Третий, современный – историко-антропологический – этап начался в 1990-е годы и связан с обращением отечественных ученых к идеям и инструментарию западной исторической науки, прежде всего это касается историко-антропологического подхода, разрабатывавшегося представителями западной историографии, в первую очередь разных поколений школы «Анналов» и Франкфуртской школы[46]. Историко-антропологические исследования военного детства разворачиваются по нескольким основным направлениям.
Становление историко-антропологического подхода к изучению военного детства в СССР генетически связано с исследованиями социальной истории советских несовершеннолетних в годы войны, в круг изучаемых проблем включаются исследования детской повседневности[47]. Одна из первых попыток комплексного исследования проблемы связана с трудами украинского ученого Г. М. Голыша, которые с точки зрения нашей работы ценны еще и в силу подробного освещения истории социального и материального положения детей и подростков в Донбассе в 19411945 гг[48] А. А. Зимина и Е. А. Клубникова рассматривают аспекты, связанные с правами и обязанностями детей во время Великой Отечественной войны, в частности проанализирована регуляция общественной помощи пострадавшим в результате боевых действий несовершеннолетним[49].
Значительные результаты в изучении детской повседневности 1941–1945 гг. связаны с трудами Е. Ф. Кринко, И. Г. Тажидиновой, Т. П. Хлыниной, А. Ю. Рожкова, И. В. Ребровой, Е. Н. Стрекаловой, Н. Э. Вашкау, В. А. Агеевой, М. А. Рыбловой, Н. О. Фурсиной и др.
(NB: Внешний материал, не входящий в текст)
PR #543, opened 2021-04-17
removed firebase logic from calendar files

rmz38:
### Summary 

Firebase logic is removed from the calendar and course files into their own files under the firebase functions folder.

Спектр интересов исследователей охватывает такие сферы жизни советских несовершеннолетних в годы Великой Отечественной войны, как жизненные стратегии[50], пищевые практики[51], семейная жизнь[52], восприятие домашнего пространства[53], представления о враге, принудительный труд в Германии[54] и т. д.
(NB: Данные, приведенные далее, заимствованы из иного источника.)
Issue #526, opened 2021-04-02
App outright fails to load on iPhone / iPad


abcdefguan:
Reported by a student on iPhone. Reported to be working in Feb, but not working now.
Tested on iPad with iOS 14.4, Chrome and Safari

App displays a blank screen after logging in

ngwattcos:
@pooja654 and I are not able to recreate this bug on iPhone. I remember a TA complaining of this issue a while back. Can we get more information on how the bug occurs?

abcdefguan:
When trying to login, It points me towards that google login link and lets me fill up my details. After that's done, it displays a loading icon for a bit and it gives me a blank screen that's the same color as the loading icon. It failed on 2 separate iPads running iOS 14.1 and 14.4 on both Safari and Chrome on my end.

ngwattcos:
That is quite curious. It is possible that some calls to the notification API have not been caught, although I'm puzzled on why it works on half of iOS devices (I have iOS 14.4, safari). Perhaps it is because I didn't have to log in and the authentication process is bugged.

abcdefguan:
That's odd. Maybe it has to do with the authentication process. (??). See if you could borrow an new iPad / iPhone or clear your cache and cookies and see if the problem appears.

PR #544, opened 2021-04-17
Fix notification reference error for ios devices

nada-attia:
### Summary 

Fixes issue #526. The notification reference error was caused because there is no variable named `Notification` (this variable is stored in window) so it must be referenced using `window?.Notification`

### Test Plan 

Connect ios device to macbook with a cable. Run `ifconfig` in terminal to find the ip address that you need to run localhost on ios device. Open `http://<ip address>:3000 `. Sign in** and select an office hour session. The app should redirect you to that session (and should not crash). 

** You need to authorize the domain that you're using to sign into the app using firebase. To do this, go [here](https://console.firebase.google.com/u/1/project/qmi-test/authentication/providers) and add the ip address to authorized domains.
### Breaking Changes 

None

- [ ] My PR adds a @ts-ignore

### DIFF
--- a/src/components/pages/SplitView.tsx
+++ b/src/components/pages/SplitView.tsx
@@ -143,8 +143,9 @@ const SplitView = (props: {
                                 Please select an office hour from the calendar.
                                 <p> </p>
                                 <p> </p>
-
-                                {(Notification !== undefined) && Notification.permission === "granted" && (
+                                {("Notification" in window &&
+                                window?.Notification !== undefined) && 
+                                window?.Notification.permission === "granted" && (
                                     <div className="warningArea">
 
                                         <div>


ngwattcos (approved):
Tested on my iPhone. I get as far as the login page, because after I'm being prompted to login on a new page, I'm not redirected. I'm assuming that this will work because the login window is located on qmi.firebaseapp.com......, which does not have the updated code, so I will approve for now.

nada-attia:
this might be because you didn't authorize the domain (the ip address which corresponds to ur local host) that you're using to log in to qmi. you can authorize it [here](https://console.firebase.google.com/u/1/project/qmi-test/authentication/providers)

Коллективные работы Е. Ф. Кринко, И. Г. Тажидиновой, Т. П. Хлыниной «Повседневный мир советского человека 1920–1940-х гг.: жизнь в условиях социальных трансформаций»[55] и «Частная жизнь советского человека в условиях военного времени: пространство, границы и механизмы реализации (1941–1945 гг.)»[56] представляют особый интерес с точки зрения реконструкции семейного пространства советского человека. Авторы приходят к выводу, что семья в годы Великой Отечественной войны стала ключевым институциональным механизмом преодоления трудностей военного времени. Исследователи также отмечают, что, несмотря на государственную политику регулирования семейных отношений, люди имели значительную степень свободы в области конструирования собственного пространства.
В монографии волгоградского историка Т. А. Павловой впервые представлена развернутая картина условий жизни, настроений и поведения населения на разных этапах Сталинградского сражения: накануне битвы, в условиях военного и осадного положения, в период немецко-фашистской оккупации, во время окружения города советскими войсками. Уделено также внимание повседневным проблемам беременных женщин, женщин с малолетними детьми, детей-сирот[57].
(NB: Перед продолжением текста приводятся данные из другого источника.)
PR #545, opened 2021-04-17
Removing firestore from front end components and db param from firebasefunctions for BlogPosts

abagel21:
### Summary 

Refactored backend logic out of recently completed components.
- removed firestore from AddBlogPosts.tsx
- removed firestore from BlogPostInternal.tsx
- removed the db parameter from firebasefunctions in line with refactoring firestore out of the front end components

### Test Plan 

Just ensuring the components still perform CRUD operations as expected would be sufficient, but the change should have zero impact on functionality considering it is just refactoring.

### Notes 

Please let me know if I should also remove the {auth} import within the front end components.

### Breaking Changes 

None

- [ ] My PR adds a @ts-ignore


rmz38 (commented):
Everything seems fine to me, if Scott or anyone else wants to approve I'd agree.

ngwattcos (approved):
Looks good to me! Thanks for removing firestore from the components.

PR #548, opened 2021-04-24
Landing page redesign

triple-jay:
### Summary 
Worked on landing page redesign and made small changes to the footer to make it look more centered.

I worked on the new landing page redesign for both desktop and mobile devices. I also made the text in the footer look more centered vertically.

### Test Plan 
- Make sure new redesign looks good on both desktop and mobile devices
- Make sure footer looks centered vertically as I described

### Breaking Changes 

None

- [ ] My PR adds a @ts-ignore


nada-attia (approved):
the new homepage looks great :)

one small thing: would it be possible to move the text down a little bit, so the image doesn't cover it when it moves down? 

Screen Shot 2021-04-30 at 5 28 52 PM

PR #549, opened 2021-05-01
Move Firebase-related code from some professor files into a file within firebasefunctions

triple-jay:
### Summary 
I moved Firebase-related code from some professor files into a new file session.ts within firebasefunctions.

I moved code that either changed or read data from Firestore in the files ProfessorCalendarRow, ProfessorOHInfoDelete, and ProfessorOHInfo into a new file session.ts. I was also asked to move code that changed or read data from ProfessorDelete and CalendarDateItem, but I did not find anything in particular in those files that did either of those operations. If I missed something related to either of these operations in these files, please let me know!

### Test Plan 

Note that for all of these tests (except the last bullet point since it doesn't really apply), I am talking about a **single** office hour and not repeated office hours.
- Try adding an office hour and see that it is added on Firestore
- Delete an office hour and check that it is deleted on Firestore
- Update an office hour (e.g. by updating the time) and see that the correct fields are updated on Firestore for that office hour
- Check to see that in the professor dashboard in the manage hours tab that TA names are shown in the rows of the table as expected
- This is not testing my changes, but please check to make sure that I did not miss any logic in CalendarDateItem or ProfessorDelete that I should have moved but missed
### Breaking Changes 

None

- [ ] My PR adds a @ts-ignore

### DIFF
--- a/src/components/includes/ProfessorCalendarRow.tsx
+++ b/src/components/includes/ProfessorCalendarRow.tsx
@@ -3,17 +3,7 @@ import moment from 'moment';
 import { Icon, DropdownItemProps } from 'semantic-ui-react';
 import 'react-datepicker/dist/react-datepicker.css';
 import ProfessorOHInfo from './ProfessorOHInfo';
-import { firestore } from '../../firebase';
-
-const getUsers = async (sessions: FireSession[]): Promise<FireUser[]> => {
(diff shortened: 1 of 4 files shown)


ngwattcos (approved):
LGTM - tested locally and it works, all session-related firebase logic has been factored out!

PR #558, opened 2021-05-06
Final changes

pooja654:
### Summary 

 

 Changed a tags to div tags to facilitate single-page app. Created calls to history.push instead of using hrefs. 

 Changes CalendarHeader.scss file to have formatting for div tags instead of a tags.

### Test Plan 

 Tested using yarn lint, yarn start. Manually tested features by checking each option on the menu and making sure it does not lead to another page (it is a single-page app still). When you toggle, it should correctly switch to the proper view. 

### Breaking Changes 

None

- [ ] My PR adds a @ts-ignore


pooja654:
Build failed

В работе Л. Л. Газиевой «Проблемы и противоречия использования опыта Первой мировой войны по спасению детей в период Великой Отечественной войны» рассматриваются изменения в жизненных стратегиях несовершеннолетних в условиях вооруженного конфликта: от доминирующего стремления нанести вред противнику ребенок переходит к стремлению помочь «своим»[58]. Эти выводы перекликаются с наблюдениями А. В. Фатеева за ходом дискуссии в среде советских педагогов о принципах воспитательной работы с детьми в военное время – противостояния концепций «взращивания ненависти к врагу» и «формирования у школьников гуманистических ценностей»[59].
Весомый вклад в реконструкцию детской повседневности принадлежит волгоградскому историку М. А. Рыбловой, соавтору монографии «Детство и война: культура повседневности, механизмы адаптации и практики выживания детей в условиях Великой Отечественной войны (на материалах Сталинградской битвы)», редактору сборников «Дети и война: Сталинградская битва и жизнь в военном Сталинграде в воспоминаниях жителей города». На основании более чем 260 интервью «детей войны» исследовательницей был изучен широкий спектр проблем быта несовершеннолетних в г. Сталинграде в 1941–1945 гг., включая пищевые практики детей и подростков, а также традиционные схемы выживания в условиях голода[60].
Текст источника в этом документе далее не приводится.